Tomás Meehan

Personal information
- Native name: Tomás Ó Míocháin (Irish)
- Born: 15 March 1977 (age 49)
- Height: 5 ft 11 in (180 cm)

Sport
- Sport: Gaelic football
- Position: Right corner back

Club
- Years: Club
- Caltra

Club titles
- Galway titles: 1
- Connacht titles: 1
- All-Ireland Titles: 1

Inter-county
- Years: County
- 1997–2006: Galway

Inter-county titles
- Connacht titles: 5
- All-Irelands: 2
- NFL: 0
- All Stars: 0

= Tomás Meehan =

Galway Gaelic footballer

Tomás Meehan (born 15 March 1977) is an Irish former Gaelic footballer who played for the Galway county team. He played his club football with Caltra.

==Playing career==
Meehan won a Hogan Cup with St Jarlath's College in 1994. Meehan was also on the Galway minor team that lost the All-Ireland final to Kerry later that year. Meehan was joined by his brother Declan on both teams.
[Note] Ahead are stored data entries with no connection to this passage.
PR #501, opened 2025-02-27
[extractor/golang] Generate valid golang purls

schischi:
According to the purl spec, the golang type is using both name and namespace.

Scalibr is only populating the name, resulting in a single percent-encoded string instead of a namespace with multiple segments and a name: Example:
 - Purl-spec: pkg:golang/github.com/google/osv-scalibr
 - Scalibr:   pkg:golang/github.com%2Fgoogle%2Fosv-scalibr

See: https://github.com/package-url/purl-spec/blob/main/PURL-TYPES.rst#golang

### DIFF
--- a/extractor/filesystem/language/golang/gomod/gomod.go
+++ b/extractor/filesystem/language/golang/gomod/gomod.go
@@ -140,10 +140,12 @@ func (e Extractor) Extract(ctx context.Context, input *filesystem.ScanInput) ([]
 
 // ToPURL converts an inventory created by this extractor into a PURL.
 func (e Extractor) ToPURL(i *extractor.Inventory) *purl.PackageURL {
+	nameParts := strings.Split(i.Name, "/")
 	return &purl.PackageURL{
-		Type:    purl.TypeGolang,
-		Name:    i.Name,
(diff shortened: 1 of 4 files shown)


erikvarga:
Thanks for catching this!

extractor/filesystem/language/golang/gomod/gomod.go
```diff
@@ -140,10 +140,12 @@ func (e Extractor) Extract(ctx context.Context, input *filesystem.ScanInput) ([]
 
 // ToPURL converts an inventory created by this extractor into a PURL.
 func (e Extractor) ToPURL(i *extractor.Inventory) *purl.PackageURL {
+	nameParts := strings.Split(i.Name, "/")
```
erikvarga, line 143: Since we're doing this in two places can you move the ToPURL logic into a separate library inside language/golang, similar to https://github.com/google/osv-scalibr/blob/main/extractor/filesystem/language/python/internal/pypipurl/pythonpurl.go?

erikvarga:
Imported in https://github.com/google/osv-scalibr/pull/743

PR #504, opened 2025-02-28
feat: indicate whether a dependency is transitive in pomxmlnet extractor

cuixq:
Add a new field `IsTransitive` to Java lockfile's metadata to indicate whether a dependency is transitive or not. Currently this is only set in `pomxmlnet` extractor.


extractor/filesystem/language/java/javalockfile/metadata.go
```diff
@@ -22,6 +22,7 @@ type Metadata struct {
 	Type         string
 	Classifier   string
 	DepGroupVals []string
+	IsDirect     bool // Only set in pomxmlnet extractor
```
erikvarga, line 25: Also add this to the proto format: https://github.com/google/osv-scalibr/blob/5926821f3b20cb973e6d420f6a1cf399063f77e9/binary/proto/scan_result.proto#L418

Incl. the conversion in proto.go
And then regenerate scan_result.pb.go with "make protos"

cuixq: done - however, do we want to use specific version of `protoc`?

cuixq:
I may hold this PR for some time considering that there are discussions on use cases of the transitive extractor.

binary/proto/scan_result.proto
```diff
@@ -419,6 +419,7 @@ message JavaLockfileMetadata {
   string artifact_id = 1;
   string group_id = 2;
   repeated string dep_group_vals = 3;
+  bool is_direct = 4;
```
erikvarga, line 422: This doesn't propagate automatically unfortunately - you'll need to add the propagation code to https://github.com/google/osv-scalibr/blob/ab72f35ba35fd9a6bc86f68f08b4b2e6bd0f0b63/binary/proto/proto.go#L475
(plus update the tests to include this field)

cuixq: done - PTAL. thanks!

erikvarga (approved):

cuixq:
@erikvarga as discussed I changed the field to be `IsTransitive` so that the direct dependencies have `false` for this field. PATL thanks!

Meehan was corner back on the Galway team that won the All-Ireland in 1998, beating Kildare. Galway reached the final again in 2000, losing to Kerry after a replay. Meehan won his second All-Ireland medal as a sub as Galway beat Meath in the 2001 final. Meehan announced his retirement from inter-county football in January 2006.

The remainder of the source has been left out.